> _TASK ITEM_:
If a line in the following entries holds the string "impl", include it in the tally. State the total and nothing further.

EXCERPTED RECORDS below:

PR #21744, opened 2026-03-04
fix: keep comments for 'Fill match arms'

A4-Tacks:
Fixes rust-lang/rust-analyzer#21718

Example
---
```rust
enum E { A, B, C }

fn foo(t: E) -> i32 {
    match $0t {
        // variant a
        E::A => 2
        // comment on end
    }
}
```

**Before this PR**

```rust
enum E { A, B, C }

fn foo(t: E) -> i32 {
    match t {
        E::A => 2,
        E::B => ${1:todo!()},
        E::C => ${2:todo!()},$0
    }
}
```

**After this PR**

```rust
enum E { A, B, C }

fn foo(t: E) -> i32 {
    match t {
        // variant a
        E::A => 2,
        // comment on end
        E::B => ${1:todo!()},
        E::C => ${2:todo!()},$0
    }
}
```

### DIFF
--- a/crates/ide-assists/src/handlers/add_missing_match_arms.rs
+++ b/crates/ide-assists/src/handlers/add_missing_match_arms.rs
@@ -263,8 +263,8 @@ pub(crate) fn add_missing_match_arms(acc: &mut Assists, ctx: &AssistContext<'_>)
             let mut arms_edit = ArmsEdit { match_arm_list, place: old_place, last_arm: None };
 
             arms_edit.remove_wildcard_arms(ctx, &mut editor);
-            arms_edit.add_comma_after_last_arm(ctx, &mut editor);
-            arms_edit.append_arms(&missing_arms, &mut editor);
+            arms_edit.add_comma_after_last_arm(ctx, &make, &mut editor);
+            arms_edit.append_arms(&missing_arms, &make, &mut editor);
 
             if let Some(cap) = ctx.config.snippet_cap {
                 if let Some(it) = missing_arms
@@ -375,7 +375,7 @@ impl ArmsEdit {
         }
     }
 
-    fn append_arms(&self, arms: &[ast::MatchArm], editor: &mut SyntaxEditor) {
+    fn append_arms(&self, arms: &[ast::MatchArm], make: &SyntaxFactory, editor: &mut SyntaxEditor) {
         let Some(mut before) = self.place.last_token() else {
             stdx::never!("match arm list not contain any token");
             return;
@@ -389,8 +389,8 @@ impl ArmsEdit {
             !self.place.text().contains_char('\n') || before.kind() == SyntaxKind::WHITESPACE;
         let indent = IndentLevel::from_node(&self.place);
         let arm_indent = indent + 1;
-        let indent = make::tokens::whitespace(&format!("\n{indent}"));
-        let arm_indent = make::tokens::whitespace(&format!("\n{arm_indent}"));
+        let indent = make.whitespace(&format!("\n{indent}"));
+        let arm_indent = make.whitespace(&format!("\n{arm_indent}"));
         let elements = arms
             .iter()
             .flat_map(|arm| [arm_indent.clone().into(), arm.syntax().clone().into()])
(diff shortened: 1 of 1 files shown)


crates/ide-assists/src/handlers/add_missing_match_arms.rs
```diff
@@ -372,6 +354,96 @@ fn cursor_at_trivial_match_arm_list(
...
+        ctx: &AssistContext<'_>,
+        node: &impl AstNode,
+    ) -> Option<std::ops::RangeInclusive<syntax::SyntaxElement>> {
+        let range = ctx.sema.original_range_opt(node.syntax())?;
+
+        if !self.place.text_range().contains_range(range.range) {
+            return None;
+        }
+
+        Some(utils::cover_edit_range(&ast::AnyAstNode(self.place.clone()), range.range))
```
ChayimFriedman2: A better solution to the dubious `AnyAstNode` is to just make this function take a `&SyntaxNode`, since it doesn't really need any specific node.

crates/ide-assists/src/handlers/add_missing_match_arms.rs
```diff
@@ -372,6 +354,96 @@ fn cursor_at_trivial_match_arm_list(
...
+}
+
+impl ArmsEdit {
+    fn remove_wildcard_arms(&mut self, ctx: &AssistContext<'_>, editor: &mut SyntaxEditor) {
+        for arm in self.match_arm_list.arms() {
+            if !matches!(arm.pat(), Some(Pat::WildcardPat(_))) {
+                self.last_arm = Some(arm);
+                continue;
+            }
+            if !arm.expr().is_none_or(is_empty_expr) {
```
ChayimFriedman2, line 355: That seems wrong? You need one `if !matches!(arm.pat(), Some(Pat::WildcardPat(_))) && !arm.expr().is_none_or(is_empty_expr)`, otherwise `self.last_arm` will be set for empty expr.

crates/ide-assists/src/handlers/add_missing_match_arms.rs
```diff
@@ -372,6 +354,96 @@ fn cursor_at_trivial_match_arm_list(
...
+        if let Some(prev) = before.prev_token()
+            && prev.kind() == SyntaxKind::WHITESPACE
+        {
+            before = prev;
+        }
+        let open_curly =
+            !self.place.text().contains_char('\n') || before.kind() == SyntaxKind::WHITESPACE;
+        let indent = IndentLevel::from_node(&self.place);
+        let arm_indent = indent + 1;
+        let indent = make::tokens::whitespace(&format!("\n{indent}"));
```
ChayimFriedman2: Use a `SyntaxFactory`, here and next line?

crates/ide-assists/src/handlers/add_missing_match_arms.rs
A4-Tacks:
```
filter(|_| if is_wildcard {
    if is_empty {
        false
    } else {
        true
    }
} else {
    true
})
```
->
```
filter(|_| if is_wildcard {
    !is_empty
} else {
    true
})
```
->
```
filter(|_| if !is_wildcard {
    true
} else {
    !is_empty
})
```
->
```
filter(|_| !is_wildcard || !is_empty)
```
->
```
for_each(|_| {
    if !is_wildcard || !is_empty { continue }
    delete()
})
```
->
```
for_each(|_| {
    if !is_wildcard  { continue }
    if !is_empty { continue }
    delete()
})
```

ChayimFriedman2: That's not the same because you also do the `last_arm` assignment inside the `if`, and if I understand correctly it should not execute for empty exprs or wildcards.

A4-Tacks: If the arm is wildcard **and** body is empty, it will be deleted, otherwise it will update `last_arm`

ChayimFriedman2: So what `last_arm` shouldn't include? Should it include empty exprs? Wildcards? Wildcards with empty body?

A4-Tacks: `last_arm` is the last arm that has not been deleted, as cannot be inserted on the deleted node

PR #21745, opened 2026-03-04
fix: Fix a bug in associated type lowering

ChayimFriedman2:
When rewriting assoc type shorthand lowering (`TypeParam::AssocType`), I took into account that if two traits have the same assoc type, even if one is a supertrait of the other, it's an error. However it turns out that assoc type predicates (`Trait<AssocType = Foo>`) use the same infrastructure, and there it's allowed to specify an ambiguous assoc type when it refers to a sub-trait. So make a distinction between ambiguous assoc type that comes from a supertrait and one that does not, and if it comes from a supertrait, keep the resolved assoc type for cases that need it.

End of EXCERPTED RECORDS.

> _RESPONSE TO THIS TASK_:
4